Monthly Archives: March 2013

My Life with Lyme: Gluten, Blogging, and Fresh Starts

Found at asliceoflyme.blogspot.com
Found at asliceoflyme.blogspot.com

Hi, my name is Jacqueline, and I have been battling Lyme Disease since I was 12. I am now 31, and still have to consider my body daily in ways many people don’t. And I’m okay with that.

I read up a lot about what’s going on in the gluten-free world, and as of late have been taking my place as someone who does not have Celiac disease in it more seriously.

See, I’ve been off of gluten since my first diagnosis of Lyme disease, when nothing was really working to make me better. In a rather progressive move (remember, this was the early nineties), my mother brought me to a “different kind of doctor”. In some ways I hated him – he took me off wheat, milk, eggs, beef, soy, sugar, corn, tomatoes, green peppers, citrus… I would sit in his office for hours while vitamins were injected intravenously. It was a really boring way to spend time as a kid.

But… within a few months… I could walk again.

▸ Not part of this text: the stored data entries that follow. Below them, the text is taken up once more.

PR #263, opened 2026-08-11
github: remove push triggers, run CI only on PRs

lumachad:
## Summary
- Remove `push` trigger from `therock-ci.yml` — TheRock CI was running
  redundantly on every push to `amd-staging` in addition to per-PR runs
- Remove `push` trigger from `pre-commit.yml` for the same reason, and
  simplify the base ref logic now that push events are no longer handled
- Removing the `push` trigger from `pre-commit.yml` reparents the existing
  `branches` filter onto `pull_request`, restricting pre-commit to PRs
  targeting `amd-staging` and `amd-staging-rocgdb-*`, consistent with
  `therock-ci.yml`

## Test plan
- [ ] Verify TheRock CI and pre-commit run on new PRs targeting `amd-staging`
- [ ] Verify no CI runs are triggered on direct pushes to `amd-staging`

### DIFF
--- a/.github/workflows/pre-commit.yml
+++ b/.github/workflows/pre-commit.yml
@@ -5,7 +5,6 @@ name: pre-commit
 
 on:
   pull_request:
-  push:
     branches:
       - amd-staging
       - 'amd-staging-rocgdb-*'
@@ -24,12 +23,7 @@ jobs:
       - name: Determine base ref
         id: base-ref
         run: |
-          if [ "${{ github.event_name }}" = "pull_request" ]; then
-            BASE_REF="${{ github.event.pull_request.base.ref }}"
-          else
-            # For push events, use the current branch name
-            BASE_REF="${{ github.ref_name }}"
-          fi
+          BASE_REF="${{ github.event.pull_request.base.ref }}"
           echo "base_ref=${BASE_REF}" >> $GITHUB_OUTPUT
           echo "Base ref: ${BASE_REF}"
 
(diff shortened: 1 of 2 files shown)


.github/workflows/pre-commit.yml
```diff
@@ -5,7 +5,6 @@ name: pre-commit
 
 on:
   pull_request:
```
spatrang, line 7: Removing the `push:` line reparents the `branches:` filter onto `pull_request:`. Previously `pull_request:` had no branch filter (it ran on PRs targeting *any* base branch), while `branches:` belonged to `push:`. After this change, pre-commit only runs on PRs targeting `amd-staging` / `amd-staging-rocgdb-*`.

That's a behavior change beyond just removing the push trigger. If it's intended (it does make this consistent with `therock-ci.yml`), please mention it in the PR description. If not, drop the `branches:` block entirely so it stays:

```yaml
on:
  pull_request:
```

lumachad: Intentional. We want pre-commit to run only on PRs targeting `amd-staging` and `amd-staging-rocgdb-*`, consistent with `therock-ci.yml`. Will update the PR description.

spatrang (approved):
LGTM. The branch-filter reparenting in `pre-commit.yml` is confirmed intentional and now documented in the PR description, making it consistent with `therock-ci.yml`. Both push-trigger removals and the base-ref simplification look correct.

Because that’s how badly Lyme hit me. For a while I could walk with crutches. Then I was wheelchair-bound. Then crutches again. I would go to school for a few hours a day, swim at the YMCA to get my joints moving, and spent most of my time in bed. I remember during one summer trip to see my sister at camp, my mom would hang my IV bag from a hook in the car to give me my doses of antibiotics. It was a mess, and as a kid it was hard to process.

Which is why I haven’t eaten gluten or milk since, and watch those other buggers in moderation. Oh, except for a bout in college my freshmen year, which kicked my ass into another flare my sophomore year which brought a whole new slew of lingering symptoms and set me on a 6-month cycle of driving the 90 minutes from class to weekly bicillin injects and picking up lots more vitamins again.

So, yeah, Lyme has stuck with me.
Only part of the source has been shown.